Saved data entries
PR #651, opened 2017-03-06
Updated CommonMark.NET to veresion 0.15.1

larshg:
Tested it by visually comparing the file supplied from #570.


larshg:
I don't think the failed tests have anything to do with the CommonMark...

PR #652, opened 2017-03-09
Updated the rest of the nuget packages.

larshg:
Updated Newtonsoft.JSon
Updated System.IdentityModel
This required .net 4.5.2> so I took 4.6
Updated SQLite
Updated SpecsFor
Updated Selenium
Updated Microsoft.Net.Compilers
Updated DotNetZip
Updated WebActivatorEx

I'm not entirely sure where the updates to the designer file is from?


larshg:
@RedX2501 I have some problem getting the repository created in the integration unit test - how can I debug this? I tried adding more trace logs, but nothing shows up in the log file?

larshg:
It was the missing dlls to git... 

@willdean do you think there is any problems in merging this?

willdean:
I guess if all the tests pass we should be OK to merge - I can't see what else we'd wait for...

Issue #216, opened 2026-02-19
[Bug]: search()/find() of skills returns irrelevant and duplicate result


YifanXu1999:
### Bug Description

# [Bug]: find()/search() of skills returns irrelevant and duplicate results

## Summary

When calling `find()` or `search()` against `viking://agent/skills/` with a query like "I want upload a file", the results are both **irrelevant** and **duplicate**. The `file-upload` skill is not returned, while unrelated skills appear multiple times.

## Environment

- OpenViking with local AGFS
- Skills: `debate-roleplay-learning`, `study-guide-creator`, `project-based-tutor`, `memory-comprehension-coach`, `file-upload`, `exam-mode-tuner`, `writing-coach`
- Repro script: `example_skill.py`

### Steps to Reproduce

1. Add skills including `file-upload` via `client.add_skill()`
2. Wait for semantic processing with `client.wait_processed()`
3. Call `client.find("I want upload a file", target_uri="viking://agent/skills/")`

```python

import openviking as ov
import os
os.environ["OPENVIKING_CONFIG_FILE"] = "./backend/.openviking/ov.conf"
client = ov.OpenViking(path="./data")
client.initialize()

# Top-level skills (parents only)
PARENT_SKILL_PATHS = [
    "./skills/debate-roleplay-learning/",
    "./skills/study-guide-creator/",
    "./skills/project-based-tutor/",
    "./skills/memory-comprehension-coach/",
    "./skills/file-upload/",
    "./skills/exam-mode-tuner/",
    "./skills/writing-coach/",
]


try:
    # Initialize the client
    client.initialize()

    # Phase 1: Add parent skills only (via add_skill)
    for path in PARENT_SKILL_PATHS:
        skill_result = client.add_skill(path, wait=False)
        print(f"Skill added: {skill_result}")


    # Wait for indexing
    print("Wait for semantic processing...")
    client.wait_processed()

    # Verify skills are discoverable
    print("\nSkills in viking://agent/skills:")
    # print(client.ls("viking://agent/skills"))

    results = client.find(
        "I want to upload a file",
        target_uri="viking://agent/skills/",
    )
    print(results)
    for ctx in results.skills:
        print(f"Skill: {ctx.uri}")
        print(f"Score: {ctx.score:.3f}")
        print(f"Description: {ctx.abstract}")

    client.close()

except Exception as e:
    print(f"Error: {e}")

```

### Expected Behavior

[...]

PR #228, opened 2026-02-20
fix: skill search ranking - use overview for embedding and fix visited set filtering

ZaynJarvis:
## Problem

After `add-skill`, `ov search` returned incorrect/incomplete skill rankings:
- Some skills were completely missing from results
- Rankings were swapped (e.g. searching "adding memory" returned "searching-context" as #216)
- The more relevant a result was, the more likely it got dropped

### 1. Poor embedding text for skills (`skill_processor.py`)

**What:** The vectorization text for skills was set to just the short `description` field from SKILL.md frontmatter — typically one sentence. The LLM-generated overview (a rich multi-paragraph summary) was generated *after* the vectorize text was set and never used for embedding.

**Compare with resources:** `semantic_processor.py` correctly uses `overview` text for directory vectorization and full `content`/`summary` for files. Skills were the only context type embedding with just the short abstract.

**Fix:** Generate overview first, then use it as the vectorization text — aligning skills with how resources handle directory vectorization.

### 2. Visited set drops the most relevant results (`hierarchical_retriever.py`)

**What:** The `_recursive_search` method conflated two concepts: "visited for directory traversal" and "collected as a search result." This caused the highest-scoring results to be systematically dropped.

**Detailed flow (before fix):**

The retriever works in stages:
1. **Global vector search** finds top-3 non-leaf entries across the entire collection. For a query like "adding memory" against skills, this returns e.g. `adding-memory` (0.5), `searching-context` (0.3), `openviking` (0.2).

2. **Merge starting points** combines these with root URIs. Priority queue becomes: `[(adding-memory, 0.5), (searching-context, 0.3), (openviking, 0.2), (viking://agent/skills, 0.0)]`

3. **Recursive search** pops highest-score first:
   - Pops `adding-memory` (0.5) → adds to `visited` set → searches for children with `parent_uri=adding-memory` → **0 results** (skills have no children)
   - Pops `searching-context` (0.3) → adds to `visited` → 0 children
   - Pops `openviking` (0.2) → adds to `visited` → 0 children
   - Pops `viking://agent/skills` (0.0) → searches children → **finds all 4 skills**
   - Old code: `if passes_threshold(score) and uri not in visited` — three skills are in `visited`, so they are **silently skipped**
   - Only `adding-resource` (not in global top-3) gets collected

**When it happens:** Any time global search returns URIs that are also children of a root/parent directory. This affects **all context types** (skills, resources, memories) since they share `HierarchicalRetriever`. Ironically, the most relevant results (highest global scores → processed earliest → visited first) are the ones most likely to be dropped.

**Fix:** Separate "visited for traversal" from "collected as result." The `visited` set now only prevents re-entering directories for child search. Results that pass the score threshold are always collected, regardless of visited status.

## Testing

Before fix:
```
ov search "adding memory" -u viking://agent/skills  →  searching-context (wrong, only 1 result)
ov search "search context" -u viking://agent/skills  →  adding-memory (wrong, only 1 result)
ov search "RAG semantic search" -u viking://agent/skills  →  adding-memory (wrong, only 1 result)
```

After fix:
```
ov search "adding memory" -u viking://agent/skills
  → adding-memory #1 (0.508) ✓
  → adding-resource #2 (0.241)
  → openviking #3 (0.222)
  → searching-context #4 (0.185)

ov search "search context" -u viking://agent/skills
  → searching-context #1 (0.500) ✓
  → openviking #2 (0.323)
  → adding-resource #3 (0.190)
  → adding-memory #4 (0.163)

ov search "RAG semantic search" -u viking://agent/skills
  → openviking #1 (0.372) ✓
  → searching-context #2 (0.343)
  → adding-resource #3 (0.259)
  → adding-memory #4 (0.141)
```

All 4 skills appear with correct ranking order.

### DIFF
--- a/openviking/retrieve/hierarchical_retriever.py
+++ b/openviking/retrieve/hierarchical_retriever.py
@@ -320,20 +320,27 @@ class HierarchicalRetriever:
                     alpha * score + (1 - alpha) * current_score if current_score else score
                 )
 
-                if passes_threshold(final_score) and uri not in visited:
+                if not passes_threshold(final_score):
+                    logger.debug(
+                        f"[RecursiveSearch] URI {uri} score {final_score} did not pass threshold {effective_threshold}"
+                    )
+                    continue
+
+                # Always collect results that pass threshold, even if already
+                # visited as a directory starting point. The visited set only
+                # prevents re-entering directories for child search.
+                if not any(c.get("uri") == uri for c in collected):
                     r["_final_score"] = final_score
                     collected.append(r)
                     logger.debug(
                         f"[RecursiveSearch] Added URI: {uri} to candidates with score: {final_score}"
                     )
+
+                if uri not in visited:
                     if r.get("is_leaf"):
                         visited.add(uri)
-                        continue
-                    heapq.heappush(dir_queue, (-final_score, uri))
-                else:
-                    logger.debug(
-                        f"[RecursiveSearch] URI {uri} score {final_score} did not pass threshold {effective_threshold}"
-                    )
+                    else:
+                        heapq.heappush(dir_queue, (-final_score, uri))
 
             # Convergence check
             current_topk = sorted(collected, key=lambda x: x.get("_final_score", 0), reverse=True)[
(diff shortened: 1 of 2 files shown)


MaojiaSheng:
lgtm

→ PROBLEM TO WORK ON: When the string "overview" appears in a line of the records above, that line is to be copied.

→ WRITTEN RESPONSE:
fix: skill search ranking - use overview for embedding and fix visited set filtering
**What:** The vectorization text for skills was set to just the short `description` field from SKILL.md frontmatter — typically one sentence. The LLM-generated overview (a rich multi-paragraph summary) was generated *after* the vectorize text was set and never used for embedding.
**Compare with resources:** `semantic_processor.py` correctly uses `overview` text for directory vectorization and full `content`/`summary` for files. Skills were the only context type embedding with just the short abstract.
**Fix:** Generate overview first, then use it as the vectorization text — aligning skills with how resources handle directory vectorization.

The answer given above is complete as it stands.